Brown, 38, a native of Erect in southeastern Randolph County, has worked at the hospital for two years. He became a registered nurse after almost 20 years as a transport paramedic in Pinehurst.

"You get experience in everything in the ER — that's what I like about it," he said. "You get a little bit of adrenaline, too, but the older I get, I'm not much on that adrenaline rush."

It's Brown's job as unit coordinator to keep things organized amid the chaos.

"I mainly do throughput to the ER," he said. "Make sure everything's moving through in a smooth, timely fashion. Try to make sure everybody's got a bed when they need it. ... You can go from no patients to a patient overload in a matter of minutes."

The emergency department's administrative secretary, Elizabeth Boettcher, nominated Brown as an extraordinary nurse. She praised Brown for his work with a patient "who could no longer speak for himself."

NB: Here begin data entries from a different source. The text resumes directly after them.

PR #1040, opened 2026-09-15
docs(recovery): state that the verdict is advisory, and index the enforcement seams

### LINKED ISSUE #1031: recovery verdict is advisory by default: RecoveryDecision.permits has no product caller

Adhi1-2:
Fixes #1031 (Option A + C).

## The decision this PR makes explicit

`RecoveryDecision.permits()` has no product caller, and nothing states that the verdict is **advisory by design**. The gap the issue identifies is an expectation gap, not a missing feature: a user assumes "CONTINUUM will stop my agent from resuming unsafe state" and gets "CONTINUUM will tell you the truth and refuse a duplicate claim."

I deliberately did **not** implement Option B (enforce-by-default with `--force`). The issue's own note: *"Do not implement Option B without maintainer agreement. It changes the default behaviour of every existing caller, and a recovery library that surprises people during a crash is worse than one that is advisory."* Option A+C — document the answer clearly, make the seams discoverable — is what the issue offers as the lowest-risk close, and the docs now state the answer either way.

## What changed

- **`RecoveryDecision` docstring** — `ADVISORY, NOT ENFORCING` up front, phrased after `prefix_trust.py`'s house style ("advisory output never gates"). Names the four enforcement seams and the one built-in enforcement: the CLI exit code (only a verified-safe run exits 0, so `resume && ./start-agent.sh` short-circuits). `permits()` carries the same note.
- **README: new "Enforcement seams" section** — the single discoverable place the issue asks for: a table of the four seams (host gate hooks / HTTP gateway / replay guard / client hooks), what each enforces, and the exact command/API to turn each on. Linked from the nav line.
- **README: "What CONTINUUM Is Not"** — new row: *not a supervisor that stops your process; a library that computes a verifiable verdict; enforcement is the host's decision* (the issue names this section as the right home).
- **`docs/recovery_walkthrough.md`** — "What just happened" now closes with the advisory note and what makes the verdict physical.

## Verification

- All seam details verified against the tree (paths, `hooks install --with-gate`, `continuum gateway`, `protected_call`/`langgraph_protected_node`, fail-closed behaviors).
- README passes `markdownlint-cli2` with the repo's CI config (the four linted files; walkthrough MD040s pre-exist on main and aren't linted by CI).
- `ruff`, `mypy src/continuum`, and the engine tests all green (docstring-only code change).


Cyrax321 (approved):

This PR documents the verdict as advisory and indexes the enforcement seams (#1031, Option A plus C). I reviewed the engine docstrings, README seams table, and walkthrough note.

Choosing documentation over enforcement-by-default respects the issue constraint, and centralizing the four seams with exact turn-on commands is the discoverability fix the issue asks for. Seam paths and behaviors check out against the tree.

One accuracy note for a follow-up: the new permits() wording says it is honoured by the CLI exit code and surfaces, but permits() currently has no product callers and the exit code derives from RecoveryMode. Softening to intended hook not yet wired would keep the advisory statement exact. I do not consider that blocking for these docs.

README.md
```diff
@@ -519,9 +519,38 @@ Beyond the original plan: the MCP server, MCP authorization and caller-authentic
...
 | A RAG system | Verified checkpoints, not retrieval-augmented memory |
 | A workflow engine | A recovery layer, not an orchestrator |
+| A supervisor that stops your process | A library that computes a verifiable verdict; enforcement is the host's decision (see [Enforcement seams](#enforcement-seams)) |
 
 The core abstraction: `semantic state + environment validation + action reconciliation = safe recovery`.
 
+## Enforcement seams
+
+The recovery verdict is **advisory by default**. `RecoveryEngine.assess()` is
+read-only, and `RecoveryDecision.permits()` — the per-action enforcement hook —
```
Cyrax321, line 529: Blocking: em dashes violate repo convention.

AGENTS.md bars U+2014 in docs. Added lines in this file use them at README.md:529, 541, 552. Please use commas, periods, or parentheses with the same meaning across the added Enforcement seams section.

docs/recovery_walkthrough.md
```diff
@@ -153,6 +153,16 @@ docs/guides/liveness-watch.md.
 - No lost rationale: the contract carries its own reason, evidence, and a
   single next allowed action, sealed by hash.
 
+One thing this walkthrough deliberately does not show: the verdict is
+**advisory**. `assess()` is read-only and nothing in the library stops a
+caller that ignores REQUEST_HUMAN and calls `restore()` directly. What makes
+the verdict physical is the surface you read it from: the CLI exit code (only
+a verified-safe run exits 0, so `continuum resume "$RUN" && ./start-agent.sh`
+short-circuits), or one of the four enforcement seams — host gate hooks, the
```
Cyrax321, line 161: Blocking: em dashes violate repo convention.

AGENTS.md bars U+2014 in docs. Added lines use them at recovery_walkthrough.md:161 and 162. Please use commas or parentheses.

src/continuum/recovery/engine.py
```diff
@@ -89,7 +89,18 @@
 
 @dataclass(frozen=True, slots=True)
 class RecoveryDecision:
-    """The engine's verdict, with everything needed to justify it."""
+    """The engine's verdict, with everything needed to justify it.
+
+    ADVISORY, NOT ENFORCING: computing this verdict changes nothing, and
+    nothing in the library stops a caller that ignores it. CONTINUUM is a
+    library, not a supervisor — a caller may legitimately inspect a verdict
```
Cyrax321, line 96: Blocking: accuracy plus convention.

AGENTS.md bars U+2014, used at engine.py:96. More important, the permits docstring says the hook is honoured by the CLI exit code and the README says it is honoured by the surfaces below. permits has zero product callers and the CLI derives from mode via exitcodes, not permits. Since this PR exists to state advisory reality accurately, please soften to intended hook not yet wired (for example available to any seam that wants per step granularity, not yet invoked by a surface).

Cyrax321 (changes requested):
Thank you for stating advisory reality, @Adhi1-2. Direction is right, wording needs tightening.

Ref: #1040 (docs recovery advisory plus seams index)
Surface: README, walkthrough, RecoveryDecision docs

Author context: Adhi1-2 is a contributor on recovery docs. No durable negative signal.

Change: declare assess read only and permits advisory, index four seams with enable paths, note CLI exit code as the one always on enforcement. No behavior change.

Cause: docs and docstrings read as enforcing while the library computes only. Confidence clear from engine read.

Provenance: advisory work from #1031. No other open PR touches this section.

Best fix: mostly yes. Four seams exist as files (gate, gateway, replayguard, clienthooks) and the enable commands match. Advisory framing with override legitimacy is correct.

Refactor: no.

Proof:
- Seam files verified present. Diff intent verified. CI shows no failures.
- Blocking: six added lines use characters barred by AGENTS.md (README 529, 541, 552, walkthrough 161, 162, engine 96). See inline comments.
- Blocking accuracy: permits is described as honoured, but it has zero product callers and the CLI uses mode, not permits. Please soften to intended hook as detailed inline at engine.py:96.

Risk: low once wording is accurate. The seams table itself is a useful index.

Marking REQUEST_CHANGES for convention plus accuracy. Thank you again for making advisory explicit.

Adhi1-2:
Closing as a duplicate: issue #1031 was closed by merged PR #1047 "docs(recovery): state the advisory verdict contract where a reader can find it" by @Cyrax321, which lands the same change this branch carries.

Verified `gh issue view 1031` is CLOSED and `gh pr view 1047` is MERGED, so this branch has no remaining value and is just queue noise. Deleting the branch to keep the fork tidy.

Issue #302, opened 2026-08-24
Novel capability: liveness watchdog - silence as a first-class recovery signal


Cyrax321:
### Affected component

Recovery engine / CLI / serve sidecar (new module proposed: `liveness.py`)

### Summary

Every recovery trigger CONTINUUM ships today is event-driven: a crash, a failed validation, a step-interval revalidation. But the most common way a weeks-long unattended run fails is not an event at all: it is *silence*. A deadlocked tool call, a hung network connection, a wedged worker that never releases its lease, a process stopped by an OOM killer outside our visibility. Nothing in the system notices that nothing is happening. This issue adds a liveness watchdog: wall-clock cadence contracts per run, evaluated continuously, turning sustained silence into a first-class recovery signal.

### Evidence

- Production durable-execution systems treat silence as a primary signal: worker leases are released when a worker stops heartbeating and another worker picks up from the latest checkpoint (LangChain's production deep-agents runtime documents exactly this lease model). CONTINUUM currently has no equivalent at the run level.
- OpenAI's long-horizon safety writeup (*Safety and alignment in an era of long-horizon models*) describes active trajectory monitoring whose core value is the ability to pause a session and alert a human; a pause-on-anomaly path presupposes someone notices anomalies, including non-event anomalies like a stalled run.
- The step-interval periodic revalidation trigger cannot fire if steps stop arriving. Time-based and event-based triggers are complementary by construction; we only ship one of them.
- Empirically, reported agent retry rates of 15-30% make interruption and restart a design regime rather than an accident; every restart is a window in which a resumed process can itself wedge before its next event.
- METR's time-horizon work frames week-long autonomy as the near-term regime (50%-horizons doubling roughly every 7 months); at that duration, mean-time-to-notice is dominated by silence windows, not by detectable failures.

### Proposed design

1. **Cadence contracts.** Per-run configuration declaring the maximum expected wall-clock interval between ledger appends, optionally phase-scoped (for example: 10 minutes while a tool claim is open, 60 minutes otherwise). Stored with run config, editable by operators only.
2. **Watchdog evaluation points (v1, no background process required).** Silence is evaluated whenever anyone looks: `continuum validate`, `continuum resume`, dashboard load, MCP read tools, and the sidecar poll loop all compute `now - last_event_ts` against the contract. This keeps the zero-dependency, host-side posture: the check rides existing read paths.
[...]

PR #1043, opened 2026-09-15
fix(recovery): a liveness breach proposes WAIT once, not twice

### LINKED ISSUE #1042: Duplicated liveness-breach WAIT proposal in RecoveryEngine._decide: rationale and sealed contract reason carry the same sentence twice
## Summary

`RecoveryEngine._decide` appends the liveness-breach WAIT proposal **twice** — the identical `if liveness_advisory is not None and bool(liveness_advisory.get("breached"))` block appears at both `src/continuum/recovery/engine.py:633` and `src/continuum/recovery/engine.py:653` (10 lines apart, same comment, same body). The duplicate is dead weight in the proposals list and, worse, leaks into every user-visible surface: `rationale` is built from *all* proposals matching the winning mode (`engine.py:696`), so a breached run reports the same sentence twice, and the sealed contract's hash-chained `reason` field records the duplication permanently.

## Affected component

Core (recovery engine decision surface)

## Why this matters

The decision itself is unaffected (both duplicates propose WAIT, so `max(proposals, key=SEVERITY)` picks the same mode). What is wrong is everything downstream of the proposal list:

- `RecoveryDecision.rationale` — tuple with the identical string twice.
- `RecoveryContract.reason` — the sealed, hash-chained justification reads `"liveness breach: ...; liveness breach: ..."`. A reader auditing the contract cannot tell whether two distinct breaches were observed or one sentence was pasted twice — and in a component whose entire value proposition is *verifiable provenance of the justification*, that ambiguity is a real defect.
- `continuum resume` / MCP `continuum_resume` `report` and `rationale` fields — operators see the duplicated line.
- The `report` render ("Recovery decision: WAIT / because ...") prints the `because` line twice.

## Evidence: live occurrence

Observed in a real session today (CONTINUUM MCP `continuum_resume` on a run silent for ~33h):

```
"rationale": [
  "liveness breach: silence 118588.8s exceeds threshold 3600s (phase otherwise)",
  "liveness breach: silence 118588.8s exceeds threshold 3600s (phase otherwise)"
],
```

The liveness advisory is computed from wall-clock silence vs. the last event timestamp (`recovery/health.py:advisory_for_storage`), so backdate the last event to force a breach:

```python
import tempfile, os, sqlite3
from datetime import datetime, timedelta, UTC

st = SQLiteStorage(db)
old = (datetime.now(UTC) - timedelta(hours=3)).isoformat()
st.close()
conn = sqlite3.connect(db)   # backdate the last event past the 3600s threshold
conn.execute("UPDATE events SET timestamp = ? WHERE run_id = 'r'", (old,))
conn.commit(); conn.close()

st = SQLiteStorage(db)
print(dec.mode)               # wait  (correct)
print(dec.rationale)          # ('liveness breach: ...', 'liveness breach: ...')  <- duplicated
print(dec.contract.reason)    # 'liveness breach: ...; liveness breach: ...'      <- duplicated, sealed
```

```
wait
('liveness breach: silence 10800.0s exceeds threshold 3600s (phase otherwise)',
 'liveness breach: silence 10800.0s exceeds threshold 3600s (phase otherwise)')
liveness breach: silence 10800.0s exceeds threshold 3600s (phase otherwise); liveness breach: silence 10800.0s exceeds threshold 3600s (phase otherwise)
```

## Root cause

Commit `201219b` ("feat: contract triggering risks", Sep 2) inserted the new risk-trigger block into `_decide` but re-included the entire liveness block that followed it in the diff, leaving two copies. `git log -S` shows the block's text was touched by `201219b`, `923cfff`/`823e5bc` (format revert pair), and `d22bc52` (original, issue #302).

## Expected behaviour

One breach, one proposal, one rationale sentence, one `reason` clause. The second block (at the current line 653) should be removed; the first (at 633, before the risk mapping) is the original position per #302's ordering intent.

## Suggested fix shape

1. Delete the second copy of the block.
2. Add a regression test asserting `len(dec.rationale) == len(set(dec.rationale))` for a breached run (and/or that the WAIT rationale contains exactly one liveness sentence), so a future paste-over can't reintroduce it silently.
3. Optional hardening: since `rationale` is built as `[reason for proposed, reason in proposals if proposed is mode]` (`engine.py:696`), duplicate proposals of the same mode with identical text will always collapse the sentence into the contract twice. A dedup pass (e.g. `dict.fromkeys`) at the rationale build would make the surface robust to this class of bug for any future signal, not just liveness. The block deletion plus the regression test is the minimum; the dedup is a one-line belt-and-braces.

## System information

- OS: macOS 15 (Darwin 25.0.0)
- Python: 3.13
- continuum-agent: from source at upstream/main (`76d9130`), and present since `201219b` (Sep 2) through the current head

## Logs or CI run

Reproduction block above; deterministic, no network, no LLM.

Adhi1-2:
Fixes #1042.

## The bug

`RecoveryEngine._decide` appended the liveness-breach WAIT proposal **twice** — the identical block (same comment, same body) existed at both `engine.py:633` and `engine.py:653`, introduced by commit `201219b` ("feat: contract triggering risks", Sep 2), which inserted the new risk-trigger block but re-included the liveness block that followed it.

The mode was unaffected (both copies propose `WAIT`), but `rationale` is built from *every* proposal matching the winning mode, so every breached run since Sep 2 reported:

```
rationale: ('liveness breach: silence 10800.0s exceeds threshold 3600s (phase otherwise)',
            'liveness breach: silence 10800.0s exceeds threshold 3600s (phase otherwise)')
contract reason: 'liveness breach: ...; liveness breach: ...'
```

The duplicated reason is sealed into the **hash-chained contract**, where a reader auditing the justification cannot tell two observed breaches from one pasted sentence — in the component whose value proposition is verifiable provenance of the justification. It also surfaced live in the MCP `continuum_resume` report (see the issue for a real occurrence from a session silent ~33h).

## The fix

1. **Remove the second copy** of the block. The first (before the risk mapping) is the original #302 position.
2. **Dedup the rationale build** with `dict.fromkeys` (order-preserving), so any future signal that proposes the winning mode twice with identical text reads as one reason — belt and braces for the whole class of paste-over, not just this instance.
3. **Regression test** `test_breach_rationale_states_the_reason_once`: a breached run's rationale has no duplicates, states the liveness reason exactly once, and the sealed contract reason contains exactly one `liveness breach:` clause. **Verified the test fails on the unfixed engine** and passes with the fix.

## Verification

- Full suite: **2217 passed, 25 skipped** (up one: the new regression test)
- `ruff check` / `ruff format` clean
- Bug reproduced deterministically before the fix (backdated event past the 3600s silence threshold), gone after


Cyrax321 (approved):

This PR fixes the liveness breach proposing WAIT twice with a duplicated rationale sentence sealed into the contract (#1042). I reviewed _decide and the new regression test.

Removing the second pasted copy and deduplicating the winning-mode rationale with order-preserving dict.fromkeys is the right shape. It fixes this instance and hardens the whole paste-over class without changing mode selection. The test pins one breach to one sentence in both rationale and sealed reason, and was verified failing on the unfixed engine.

Cyrax321 (approved):
Thank you for the dedup, @Adhi1-2. One breach now reads as one reason.

Ref: #1043 / Regression for #1042 pasted block
Surface: recovery _decide liveness WAIT

Author context: Adhi1-2 is a contributor on recovery. No durable negative signal.

Bug: liveness WAIT block was pasted twice, so a breached run proposed WAIT twice with identical rationale sentences, and the sealed reason joined the duplicate.

Cause: duplicated proposal block. Confidence clear. Worktree retains exactly one liveness proposal at engine.py:640.

Provenance: liveness WAIT from #302. Duplication from #1042. No other open PR touches this block.

Best fix: yes. Remove the duplicate and dedup winning rationale with dict.fromkeys preserving order. Minimal and at the right seam.

Refactor: no.

Proof:
- Worktree tests/test_liveness_events.py, 8 passed, including new rationale once test for mode, unique rationale, and single sealed count.
- Diff has no barred characters. CI has no failures. No prior inline.

Risk: none. Behavior for non breached runs unchanged. Dedup only affects identical sentences for the winning mode.

No blocking issues remain. Marking APPROVED. Thank you again.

"In September, we were holding a body in the morgue," Boettcher wrote. "This man had arranged for his body to be donated to science so that he would not be a financial burden for his family. Through no fault of his own, this did not happen. Thomas discovered that the man was a veteran and contacted (U.S. Rep.) Howard Coble's office to arrange for a military burial."

Brown ended up going to the man's funeral at the military cemetery in Salisbury.

"We kind of watched from a distance, because he had some friends there and we didn't really know him, so I didn't want to walk up as a stranger," he said. "It was different. The 21-gun salute kind of hits you hard, no matter whose funeral it is."

Brown's father had serious health problems, getting a pacemaker at age 46. That inspired him to pursue a career in medicine, and Brown went into nursing based on the example set by his wife, who works at Randolph Hospital as a nurse on the progressive coronary unit. He has found plenty of rewards in his new career.

"I can come in here and have one of the worst days imaginable, and at the end of the day I can have someone come up and say, ‘Thank you for what you've done,' or really turn someone's care around where they have a better prognosis on discharge," Brown said.